Now apply the kubeletconfig
that you created:
$ oc apply -f maxpods.yaml
kubeletconfig.machineconfiguration.openshift.io/set-max-pods created
Double check that it was created:
$ oc get kubeletconfig
NAME AGE
set-max-pods 6s
Check to ensure that a new 99-worker-XXX-kubelet is created and that a new rendered worker is created:
$ oc get machineconfigs
NAME GENERATEDBYCONTROLLER IGNITIONVERSION AGE
...
99-worker-kubelet-managed fc45f8b73b2fc61e567f2111181d3e802f2565d7 3.1.0 7s
...
rendered-worker-45678XYZ fc45f8b73b2fc61e567f2111181d3e802f2565d7 3.1.0 2s
...
The changes should now be rolled out to each node in the worker pool via that new rendered-worker machine config. You can verify by checking that the latest rendered-worker machine-config has been rolled out to the pools successfully:
$ oc get mcp
NAME CONFIG UPDATED UPDATING DEGRADED MACHINECOUNT READYMACHINECOUNT UPDATEDMACHINECOUNT DEGRADEDMACHINECOUNT AGE
...
worker rendered-worker-45678XYZ True False False 3 3 3 0 5m
...
The KubeletConfigController would perform the following steps:
-
Validate the user defined KubeletConfig
-
Render the current MachineConfig (storage.files.contents[kubelet.conf]) into the KubeletConfiguration structure
-
Load the KubeletConfig from the passed in Spec.KubeletConfig
-
Use mergo to merge the two structures
-
Serialize the KubeletConfig to json
-
Create or Update an ignition /etc/kubernetes/kubelet.conf file within a 99-[role]-kubelet-managed MachineConfig
After deletion of the KubeletConfig instance the config will be reverted to the original kubelet config.
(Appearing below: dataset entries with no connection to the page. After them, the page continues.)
PR #12157, opened 2020-08-03
Fix the type of SVGGraphics (PR 12102 follow-up)

tamuratak:
Fix the type of `SVGGraphics`.

The current generated type of `SVGGraphics` is:
```typescript
export function SVGGraphics(): never;
```
We can never call `new SVGGraphics(...)`  in TypeScript.


timvandermeij (approved):

timvandermeij:
Thanks!

PR #12158, opened 2020-08-03
Annotate some properties as private explicitly in src/display/api.js (PR 12102 follow-up)

tamuratak:
Annotate some properties as private explicitly in `src/display/api.js`. Otherwise, they become public in generated types of TypeScript.

### DIFF
--- a/src/display/api.js
+++ b/src/display/api.js
@@ -560,10 +560,15 @@ class PDFDataRangeTransport {
     this.initialData = initialData;
     this.progressiveDone = progressiveDone;
 
+    /** @private */
     this._rangeListeners = [];
+    /** @private */
     this._progressListeners = [];
+    /** @private */
     this._progressiveReadListeners = [];
+    /** @private */
     this._progressiveDoneListeners = [];
+    /** @private */
     this._readyCapability = createPromiseCapability();
   }
 
@@ -630,8 +635,11 @@ class PDFDataRangeTransport {
  */
 class PDFDocumentProxy {
   constructor(pdfInfo, transport) {
+    /** @private */
     this._pdfInfo = pdfInfo;
+    /** @private */
     this._transport = transport;
+    /** @private */
     this._annotationStorage = new AnnotationStorage();
   }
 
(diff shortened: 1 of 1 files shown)


Snuffleupagus (commented):
Using a leading underscore is pretty much the *standard* way of denoting "private" properties in JavaScript (things like private class fields are unfortunately too new for us to use), and having to add these sort of comments all over the code just to appease TypeScript doesn't seem that great.

timvandermeij:
@tamuratak Is there perhaps a way to tell `tsc` to treat variables with underscores as private so we don't have to add those annotations? I know that the underscores are nothing else but a convention and no strict rule, but it would be nice if `tsc` could be configured to adhere to that convention.

src/display/api.js
```diff
@@ -1062,10 +1076,12 @@ class PDFPageProxy {
    */
   getAnnotations({ intent = null } = {}) {
     if (!this.annotationsPromise || this.annotationsIntent !== intent) {
+      /** @private */
```
timvandermeij, line 1079: I would also think that these two are private, but they don't have an underscore. That's actually the case for more properties in this file I'm afraid, but that's a concern for another time.

tamuratak:
@timvandermeij No, there is not such a way as far as I know. 

I would not push this PR strongly because codes compile without errors even if these properties are public.

src/display/api.js
Snuffleupagus: > Until the time we do an API change, these are probably regarded as public now.

Not really, as far as I'm concerned, since those properties shouldn't be considered public and/or relied upon in any way; they are only intended to be *internal* functionality.
Generally speaking, I'd say that things which are not documented in `src/display/api.js` should *not* be considered public and can thus stop working at any time.

Snuffleupagus: Anyway, I don't think that we should accept this patch since it introduces an unfortunate precedent (as far as I'm concerned).
Given the established pattern of `leading underscore == private` in JavaScript, I think it's (somewhat) up to API users to be mindful of that.

---

If we want to make any changes, simply adding leading underscores to the two properties in question here seems straightforward enough; and I'd *not* even consider it an `api-minor` change.

timvandermeij:
I think we can indeed safely assume that everyone knows that underscores mean private, so even if they are exposed now that's not a big issue. Let's close this.

PR #12160, opened 2020-08-03
Use typedef to define the type of GlobalWorkerOptions (PR 12102 follow-up)

tamuratak:
Use `typedef` to define the type of `GlobalWorkerOptions`.

It would be much better to write explicitly in JSDoc that the type of `GlobalWorkerOptions.workerPort`  is `Worker`.

### DIFF
--- a/src/display/worker_options.js
+++ b/src/display/worker_options.js
@@ -13,24 +13,25 @@
  * limitations under the License.
  */
 
+/**
+ * @typedef {Object} GlobalWorkerOptionsType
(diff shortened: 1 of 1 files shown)


Snuffleupagus (commented):
Please actually format this consistently/correctly, see e.g. PR #12156.

tamuratak:
I have edited as requested.

timvandermeij (approved):

timvandermeij:
Looks good!

PR #12161, opened 2020-08-03
Add types to functions exported as API in src/pdf.js (PR 12102 follow-up)

tamuratak:
Add types to functions exported as API in `src/pdf.js`.


timvandermeij (approved):

timvandermeij:
Good improvement!

PR #12163, opened 2020-08-03
Re-factor the dispatching of "attachmentsloaded" events, when the PDF document contains no "regular" attachments

Snuffleupagus:
- Use a `DocumentFragment` when building the attachmentsView in `PDFAttachmentViewer.render`

   This approach is already used in other parts of the code-base, see e.g. `PDFOutlineViewer`, and has the advantage of only invalidating the DOM once rather than for every attachment item.

 - Re-factor the dispatching of "attachmentsloaded" events, when the PDF document contains no "regular" attachments

   Since the attachment fetching/parsing is already asynchronous, possibly delaying the dispatching of an "attachmentsloaded" event should thus not be a problem in general.
   Note that in some cases, i.e. PDF documents with no "regular" attachments and only FileAttachment annotations, we'll thus no longer dispatch an "attachmentsloaded" event when `attachmentsCount === 0` and instead wait for the FileAttachment parsing to finish. (The use of a timeout still guarantees that an "attachmentsloaded" event is *eventually* dispatched though.)

   This patch *considerably* simplifies the "attachmentsloaded" event handler, in `PDFSidebar`, since the details are now abstracted away from the consumer.

   Finally, add a check in `_appendAttachment` to ensure (indirectly) that the FileAttachment annotation is actually relevant for the active document.

### DIFF
--- a/web/pdf_attachment_viewer.js
+++ b/web/pdf_attachment_viewer.js
@@ -129,23 +129,22 @@ class PDFAttachmentViewer {
    * @param {PDFAttachmentViewerRenderParameters} params
    */
   render({ attachments, keepRenderedCapability = false }) {
-    let attachmentsCount = 0;
-
     if (this.attachments) {
       this.reset(keepRenderedCapability === true);
     }
     this.attachments = attachments || null;
 
     if (!attachments) {
-      this._dispatchEvent(attachmentsCount);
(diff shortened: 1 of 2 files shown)


timvandermeij (approved):

timvandermeij:
I agree that this is a simpler approach. Thanks!

PR #12310, opened 2020-09-01
Add support for /Print and /SaveAs named actions in the viewer (issue 12308)

### LINKED ISSUE #12308: PDF - button(s) from in-page forms don't trigger actions
**Note**
* cross-checking with the interaction of the buttons revealed that, in fact the Print button would trigger the printing action in Chrome/Edge but not in Safari/Firefox;
* the save button doesn't do anything in any browser;

**Affected versions**
* 81.0b4, 82.0a1 (2020-08-31);

**Affected platforms**
* macOS 10.15, Windows 10;

**Steps to reproduce**
pdfjs.renderInteractiveForms - true

1. Launch Firefox;
2. Access https://royalegroupnyc.com/wp-content/uploads/seating_areas/sample_pdf.pdf
3. Scroll down;
4. Click on the Save/Print button(s);

**Expected result**
* Print/Save button should trigger the Print/Save action(s);

**Actual result**
* nothing happens;

**Regression range**
* not a regression;

**Additional notes**
* S2/S3 as suggested severity.

Snuffleupagus:
All of the core/display functionality needed to support this already exists, we simply need to handle these named actions in the viewer and the buttons will "just" work.

Unfortunately there's not really any good way of (automatically) testing this, but given the size and scope of the patch that's hopefully OK.

Fixes #12308

### DIFF
--- a/web/app.js
+++ b/web/app.js
@@ -2210,10 +2210,9 @@ function webViewerPageMode({ mode }) {
 }
 
 function webViewerNamedAction(evt) {
-  // Processing couple of named actions that might be useful.
-  // See also PDFLinkService.executeNamedAction
-  const action = evt.action;
-  switch (action) {
+  // Processing a couple of named actions that might be useful, see also
+  // `PDFLinkService.executeNamedAction`.
+  switch (evt.action) {
     case "GoToPage":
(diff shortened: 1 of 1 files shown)


timvandermeij (approved):

timvandermeij:
Works nicely; thanks!

PR #12314, opened 2020-09-01
Add support for lazy merging dictionaries in annotations

calixteman:
It aims to fix for example issue #12294.
The merge have to be lazy to avoid to write too much potentially useless data when saving a form.

### DIFF
--- a/src/core/primitives.js
+++ b/src/core/primitives.js
@@ -91,11 +91,11 @@ var Dict = (function DictClosure() {
 
     // automatically dereferences Ref objects
     get(key1, key2, key3) {
-      let value = this._map[key1];
+      let value = this.getRaw(key1);
       if (value === undefined && key2 !== undefined) {
-        value = this._map[key2];
+        value = this.getRaw(key2);
         if (value === undefined && key3 !== undefined) {
-          value = this._map[key3];
+          value = this.getRaw(key3);
         }
       }
       if (value instanceof Ref && this.xref) {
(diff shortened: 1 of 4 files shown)


src/core/primitives.js
```diff
@@ -91,11 +91,11 @@ var Dict = (function DictClosure() {
 
     // automatically dereferences Ref objects
     get(key1, key2, key3) {
-      let value = this._map[key1];
```
timvandermeij, line 94: I believe these primitives are called _a lot_, so introducing extra function calls here might cause a performance regression. If we do this, it will have to be benchmarked carefully.

timvandermeij (commented):
@Snuffleupagus Do you perhaps have time to review this patch since you looked into the dictionary primitive before? I have the feeling that the functionality may be useful, but I'm unsure about the implementation.

src/core/primitives.js
calixteman: Agreed.
My first try was to use a Proxy object which should be fine to avoid any kind of perf regression but I didn't find a polyfill for it (according to MDN it isn't supported with IE) and so I gave up this solution.
But I guess that it should be possible now to use this solution since IE support has been removed.
Wdyt ?

Snuffleupagus: I think we should aim for a *much* simpler solution, specifically for the case at hand here, rather than trying to extend a primitive such as `Dict` since there's other problems with this patch as far as I can tell.
E.g. the `getLazyMergeDict` function is mutating the provided `dict` parameter, which could *very* easily lead to issues elsewhere and even outright bugs if used without the out-most care (since you'd not expect that kind of behaviour).

Since I hack on PDF.js in my spare time, I've not yet had the time to look into all of this, but hopefully will later this week.

timvandermeij:
Closing since this is replaced by #12361.

PR #12315, opened 2020-09-02
print: Make the firefox printing code able to fail and be re-invoked.

emilio:
This fixes a set of issues described in Mozilla bug 1662426[1].

In particular, once the print callback fails once (because the printing
operation has been canceled in Gecko / replaced by a newer one, for example) it
can't be re-invoked.

This patch fixes it by properly cancelling the render task if it throws, or if
the print callback is called again while ongoing.

[1]: https://bugzilla.mozilla.org/show_bug.cgi?id=1662426

### DIFF
--- a/web/firefox_print_service.js
+++ b/web/firefox_print_service.js
@@ -41,6 +41,14 @@ function composePage(
   canvasWrapper.appendChild(canvas);
   printContainer.appendChild(canvasWrapper);
 
+  // A callback for a given page may be executed multiple times for different
+  // print operations (think of changing the print settings in the browser).
+  //
+  // Since we don't support queueing multiple render tasks for the same page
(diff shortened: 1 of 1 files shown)


web/firefox_print_service.js
```diff
@@ -41,6 +41,7 @@ function composePage(
   canvasWrapper.appendChild(canvas);
   printContainer.appendChild(canvasWrapper);
 
+  let currentRenderTask = null;
```
brendandahl, line 44: Can you add a comment here why we have `currentRenderTask` and  `thisRenderTask`?

brendandahl (approved):
r+ with comment

emilio:
I added a comment, let me know if you want me to tweak it :)

PR #12321, opened 2020-09-03
Ensure that the `viewer` property, on `BaseViewer`-instances, is a valid div-element (issue 12320)

Snuffleupagus:
This should help prevent future issues, caused by the user omitting the `viewer` option and/or providing an incorrect `container` option, when initializing a `BaseViewer`-instance.


timvandermeij (approved):

timvandermeij:
Good idea! Hopefully this will prevent some issues.

PR #12326, opened 2020-09-04
Revert "Download, rather than opening, PDF attachments in Firefox (bug 1661259, PR 12286 follow-up)"

Snuffleupagus:
This reverts commit 2a0de0b66b41c345cd357cbb828b3ca6f49fd395.

I can no longer reproduce these issues locally, and if ad blockers are still interfering with this functionality we really ought to pursue a mozilla-central solution to the problem instead. (Also, I'm no longer getting an "Open with Firefox"-option in the "Open with"-dialog making the PDF attachments experience worse for all users.)

### DIFF
--- a/web/pdf_attachment_viewer.js
+++ b/web/pdf_attachment_viewer.js
@@ -172,7 +172,6 @@ class PDFAttachmentViewer extends BaseTreeViewer {
 
       const element = document.createElement("a");
       if (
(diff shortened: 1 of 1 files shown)


timvandermeij (approved):

timvandermeij:
I agree; thanks!

PR #12328, opened 2020-09-05
Remove code-paths only relevant for IE 11/Edge (non-Chromium based) from the `web/` folder

Snuffleupagus:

First time installs will always install with CRI-O. After the initial install, the user will be able to switch from CRI-O to Docker, or from Docker to CRI-O if commanded to.
Setting the options with the KubeletConfig CRD will cause the node to drain and reboot. Upon reboot, the machine will be reconfigured to use docker as the runtime via Machine Config Daemon and a rollout to each node.
Note: Docker is only available in Bring-Your-Own-RHEL (User Provisioned Infrastructure) configurations.
TODO: Network Daemon?
TODO: crictl configuration?
There are specific partitioning schemes that are supported.
-
Single Root Partition (/): Single partitioning scheme where everything is on a root partition
-
Control Partition (/var): There is a root (/) partition for the filesystem, in addition to a separate /var disk or partition for runtime specific data. This scheme is useful in cases where the customer wants a small root partition or run the runtime via another disk (ie: SSD)
-
Control and Log Partition (/var and /var/log): There is a root (/) partition for the filesystem, in addition to a separate /var and /log disk or partition. This scheme is useful in cases where the customer wants to protect from log files filling up the primary image or runtime disk.